*WORK INSTRUCTIONS:* When the word "warn" shows up in a line of the data below, copy that whole line.
::::
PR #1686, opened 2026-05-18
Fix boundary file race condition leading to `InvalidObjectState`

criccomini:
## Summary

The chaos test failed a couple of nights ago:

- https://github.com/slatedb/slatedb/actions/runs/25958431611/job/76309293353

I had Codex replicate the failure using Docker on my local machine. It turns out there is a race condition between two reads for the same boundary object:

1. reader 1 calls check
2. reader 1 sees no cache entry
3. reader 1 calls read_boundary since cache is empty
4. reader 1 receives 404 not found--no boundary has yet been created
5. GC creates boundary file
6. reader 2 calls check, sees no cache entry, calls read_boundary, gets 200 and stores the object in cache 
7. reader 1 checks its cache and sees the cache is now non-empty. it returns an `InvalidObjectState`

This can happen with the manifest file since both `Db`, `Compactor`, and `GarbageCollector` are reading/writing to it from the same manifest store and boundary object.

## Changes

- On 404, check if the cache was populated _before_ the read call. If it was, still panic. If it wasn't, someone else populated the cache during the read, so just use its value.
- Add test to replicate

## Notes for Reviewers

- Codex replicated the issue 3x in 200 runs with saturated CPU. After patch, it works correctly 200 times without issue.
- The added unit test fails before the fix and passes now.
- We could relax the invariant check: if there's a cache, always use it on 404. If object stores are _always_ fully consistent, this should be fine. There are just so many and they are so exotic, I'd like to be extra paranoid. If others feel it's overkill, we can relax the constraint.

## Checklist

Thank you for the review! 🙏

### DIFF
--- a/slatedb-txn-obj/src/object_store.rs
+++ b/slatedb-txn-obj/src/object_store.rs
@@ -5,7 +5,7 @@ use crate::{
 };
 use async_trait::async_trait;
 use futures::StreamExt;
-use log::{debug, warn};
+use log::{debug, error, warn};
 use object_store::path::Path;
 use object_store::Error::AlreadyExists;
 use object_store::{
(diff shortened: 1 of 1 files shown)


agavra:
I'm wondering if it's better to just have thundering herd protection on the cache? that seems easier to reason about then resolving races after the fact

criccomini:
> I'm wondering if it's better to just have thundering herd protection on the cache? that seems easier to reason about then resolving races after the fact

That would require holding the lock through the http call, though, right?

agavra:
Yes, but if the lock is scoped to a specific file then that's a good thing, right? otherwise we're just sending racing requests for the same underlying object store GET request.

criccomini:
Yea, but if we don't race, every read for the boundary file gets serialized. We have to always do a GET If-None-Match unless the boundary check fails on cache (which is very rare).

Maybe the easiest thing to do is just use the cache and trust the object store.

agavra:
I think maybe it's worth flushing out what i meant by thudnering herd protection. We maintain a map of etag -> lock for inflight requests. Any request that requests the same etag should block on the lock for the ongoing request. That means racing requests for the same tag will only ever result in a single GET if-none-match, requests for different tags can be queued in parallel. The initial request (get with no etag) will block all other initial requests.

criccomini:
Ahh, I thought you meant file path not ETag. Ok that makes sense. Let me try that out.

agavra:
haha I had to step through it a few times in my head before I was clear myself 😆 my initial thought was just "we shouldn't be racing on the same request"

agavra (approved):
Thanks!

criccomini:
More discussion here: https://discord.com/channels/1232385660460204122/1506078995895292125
::::
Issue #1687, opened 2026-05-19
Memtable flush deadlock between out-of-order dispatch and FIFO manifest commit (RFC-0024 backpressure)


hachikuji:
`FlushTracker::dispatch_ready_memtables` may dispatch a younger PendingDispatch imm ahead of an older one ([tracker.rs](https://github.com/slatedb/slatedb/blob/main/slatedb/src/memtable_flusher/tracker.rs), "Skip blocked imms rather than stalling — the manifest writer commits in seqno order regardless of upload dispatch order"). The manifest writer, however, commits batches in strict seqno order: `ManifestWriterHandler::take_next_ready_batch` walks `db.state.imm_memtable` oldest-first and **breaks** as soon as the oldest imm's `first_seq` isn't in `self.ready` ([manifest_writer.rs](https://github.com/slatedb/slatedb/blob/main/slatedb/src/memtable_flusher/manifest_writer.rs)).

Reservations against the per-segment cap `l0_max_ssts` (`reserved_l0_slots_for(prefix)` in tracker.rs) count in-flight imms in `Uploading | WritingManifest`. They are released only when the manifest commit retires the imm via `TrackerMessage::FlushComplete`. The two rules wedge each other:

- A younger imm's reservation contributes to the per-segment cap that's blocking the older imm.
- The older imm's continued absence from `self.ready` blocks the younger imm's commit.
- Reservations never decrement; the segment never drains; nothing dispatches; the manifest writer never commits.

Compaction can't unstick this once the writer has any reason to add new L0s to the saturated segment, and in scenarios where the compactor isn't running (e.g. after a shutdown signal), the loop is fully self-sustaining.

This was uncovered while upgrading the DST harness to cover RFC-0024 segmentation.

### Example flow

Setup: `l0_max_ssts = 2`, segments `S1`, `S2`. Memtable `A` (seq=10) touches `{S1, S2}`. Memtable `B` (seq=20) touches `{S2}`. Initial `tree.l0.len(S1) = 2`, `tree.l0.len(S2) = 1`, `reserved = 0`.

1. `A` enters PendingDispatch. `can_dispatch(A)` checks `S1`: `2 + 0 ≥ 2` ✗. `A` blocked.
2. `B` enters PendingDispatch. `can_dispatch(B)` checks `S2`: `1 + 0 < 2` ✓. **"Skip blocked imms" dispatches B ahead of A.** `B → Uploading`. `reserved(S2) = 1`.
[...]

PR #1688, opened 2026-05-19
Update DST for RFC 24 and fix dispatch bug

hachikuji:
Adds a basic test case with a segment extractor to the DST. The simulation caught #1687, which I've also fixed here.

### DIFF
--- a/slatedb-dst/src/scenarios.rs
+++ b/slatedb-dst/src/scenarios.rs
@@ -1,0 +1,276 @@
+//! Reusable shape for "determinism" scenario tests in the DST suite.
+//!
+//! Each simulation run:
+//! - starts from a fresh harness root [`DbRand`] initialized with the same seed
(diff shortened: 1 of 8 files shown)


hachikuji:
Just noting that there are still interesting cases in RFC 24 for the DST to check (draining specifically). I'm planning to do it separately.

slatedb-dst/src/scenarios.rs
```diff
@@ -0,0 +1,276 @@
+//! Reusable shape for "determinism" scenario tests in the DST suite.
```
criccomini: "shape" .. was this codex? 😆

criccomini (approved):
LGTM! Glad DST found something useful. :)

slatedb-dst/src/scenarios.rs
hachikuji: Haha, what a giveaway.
::::
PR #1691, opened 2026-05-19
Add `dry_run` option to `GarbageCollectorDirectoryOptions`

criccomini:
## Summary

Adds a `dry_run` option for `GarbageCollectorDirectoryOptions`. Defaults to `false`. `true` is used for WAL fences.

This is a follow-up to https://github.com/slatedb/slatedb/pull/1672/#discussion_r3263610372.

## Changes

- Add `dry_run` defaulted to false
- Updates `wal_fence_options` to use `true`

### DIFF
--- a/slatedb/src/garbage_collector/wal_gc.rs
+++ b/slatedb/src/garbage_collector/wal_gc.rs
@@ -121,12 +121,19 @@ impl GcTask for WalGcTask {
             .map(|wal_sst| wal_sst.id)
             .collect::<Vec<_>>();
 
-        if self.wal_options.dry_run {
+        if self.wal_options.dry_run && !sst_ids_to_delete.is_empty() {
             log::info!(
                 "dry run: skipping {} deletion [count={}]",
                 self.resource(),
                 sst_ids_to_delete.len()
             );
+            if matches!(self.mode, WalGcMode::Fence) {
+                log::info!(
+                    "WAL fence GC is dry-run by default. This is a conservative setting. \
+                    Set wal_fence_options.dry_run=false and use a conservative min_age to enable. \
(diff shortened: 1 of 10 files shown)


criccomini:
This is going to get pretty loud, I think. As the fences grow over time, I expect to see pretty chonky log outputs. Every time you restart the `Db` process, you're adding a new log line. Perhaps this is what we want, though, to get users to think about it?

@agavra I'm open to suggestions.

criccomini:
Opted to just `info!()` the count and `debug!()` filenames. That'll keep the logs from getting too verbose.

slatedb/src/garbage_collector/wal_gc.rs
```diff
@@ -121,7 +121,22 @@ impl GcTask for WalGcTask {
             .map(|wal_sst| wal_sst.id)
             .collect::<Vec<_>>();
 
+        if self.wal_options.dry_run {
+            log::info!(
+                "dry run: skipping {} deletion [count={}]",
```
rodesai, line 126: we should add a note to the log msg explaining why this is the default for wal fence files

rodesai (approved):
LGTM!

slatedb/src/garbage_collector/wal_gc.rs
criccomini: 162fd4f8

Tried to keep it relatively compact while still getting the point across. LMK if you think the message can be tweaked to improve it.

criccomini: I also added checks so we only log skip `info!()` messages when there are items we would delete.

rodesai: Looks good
::::
*RESPONSE BOX:*
-use log::{debug, warn};
+use log::{debug, error, warn};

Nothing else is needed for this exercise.